At least 56 young women and men in various Kampala slums were recently left smiling, after IOM Uganda delivered business start-up kits to them.
This was under the Strengthening Social Cohesion and Stability in Slum Populations (SSCoS) project, funded by the European Union.
Items such as computers, sewing machines, multi-purpose cookers, plastic tables and chairs, overlock sewing machines, fridges and general merchandize, were delivered to implementing partners in Bwaise, Kisenyi, Katwe, and Kabalagala, before being handed to beneficiaries.
One of SSCoS project’s aims is to empower youth in slums through vocational skills and financial support to start/grow their businesses. The SBS is expected to reduce the risk of young people being sucked into in inter-communal conflicts.
The SSCoS project started in August 2016 and is set to last three and a half years.

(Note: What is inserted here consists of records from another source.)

PR #107, opened 2022-08-05
[Bugfix] Ensure error state is reset and form state is maintained when overridden

emlynmac:
## Purpose
If an override is set from the .xcconfig file, it should keep the state properly in the UI.
This now happens

```
[ ] Yes
[x] No
```

## Pull Request Type

```
[x] Bugfix
[ ] Feature
[ ] Other... Please describe:
```

## How to Test
Set up the code with a tokenURL
Override the teamsURL in the AppSettings.xcconfig
Go to the join call screen

## What to Check
* Check that the state of the screen shows the correct UI components.
* Switch to group call, observe the clearing of the text and update of controls
*


Leah-Xia-Microsoft (approved):
LGTM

It is solely funded by the European Union for a total of EUR 4.3 million.
The project is implemented by IOM, the UN Migration Agency, in partnership with Action for Fundamental Change and Development (AFFCAD), ACTogether, and Young African Refugees for Integral Development (YARID).

 

After receiving his items worth UGX 3 million, 19-year-old Farouk Mukhuye was optimistic that they would change his life for the better. He said that as a graphic design graduate from the EU-supported Bwaise Business and Vocational Institute, all he needed were the delivered items to kick-start his journey into self-employment.

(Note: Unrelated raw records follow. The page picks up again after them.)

PR #113, opened 2022-08-11
[BugFix] Add link to ACS documentation

emlynmac:
## Purpose
Add a web link to the title on the landing page

```
[ ] Yes
[x] No
```

## Pull Request Type

```
[x] Bugfix
[ ] Feature
[ ] Other... Please describe:
```

## How to Test
* Get the code
* Run the code

## What to Check
* Verify tapping on the "Build with Azure Communication Services" text takes you to the web page

### DIFF
--- a/AzureCalling/Controllers/IntroViewController.swift
+++ b/AzureCalling/Controllers/IntroViewController.swift
@@ -6,7 +6,7 @@
 import FluentUI
 import UIKit
 
-let learnMoreURL = "https://aka.ms/ACS-CallingSample-iOS"
+let learnMoreURL = "https://azure.microsoft.com/services/communication-services/"
 
 class IntroViewController: UIViewController {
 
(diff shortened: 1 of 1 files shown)


AzureCalling/Controllers/IntroViewController.swift
```diff
@@ -6,7 +6,7 @@
 import FluentUI
 import UIKit
 
-let learnMoreURL = "https://aka.ms/ACS-CallingSample-iOS"
+let learnMoreURL = "https://azure.microsoft.com/services/communication-services/"
```
palatter, line 9: Are we switching the from the aka.ms link for a specific reason?

palatter: I've actually never made one before, but if it's possible to update where it points to, it might be better to keep it an aka.ms link. That way we don't need to do a code change to update the link in the future.

emlynmac: I like your thought, but for me the aka.ms tool is in an infinite-redirect-login loop.
We're switching the link away from referencing the code sample (as you've already got that running to see this page in the app).

emlynmac: Alright, got in with edge rather than Safari. Making an aka.ms link

Leah-Xia-Microsoft (approved):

“The project has helped me learn skills I didn’t know and they have helped us [beneficiaries] by providing the machines [items] we are going to use,” said Mukhuye, who will now seek a tenant agreement with his prospective landlord in Kawempe.
The SSCoS project also pays three-month’ rent for each beneficiary as they gain their ground in business.
Aisha Namuyiga, another beneficiary, narrates that not only has the project enabled her acquire skills in tailoring, it has also given her a sewing machine. The 24-year-old mother of two plans to open up her own shop soon. Then, she says, she will no longer worry about school fees or food for her children.
“This support is going to change my life because I didn’t have any startup,” says the Bwaise II resident.
So far, the SSCoS project has provided small business start-up (SBS) kits to 174 beneficiaries in the four slums (Bwaise, Kisenyi, Katwe, and Kabalagala) where it is implemented. Another 426 are set to receive their items in the coming months. The beneficiaries receive entrepreneurship training and are supported to develop business plans which they forward to IOM for possible funding.
IOM then procures the items for the selected beneficiaries and delivers them to its implementing partners, who distribute them. IOM further monitors and supports the beneficiaries.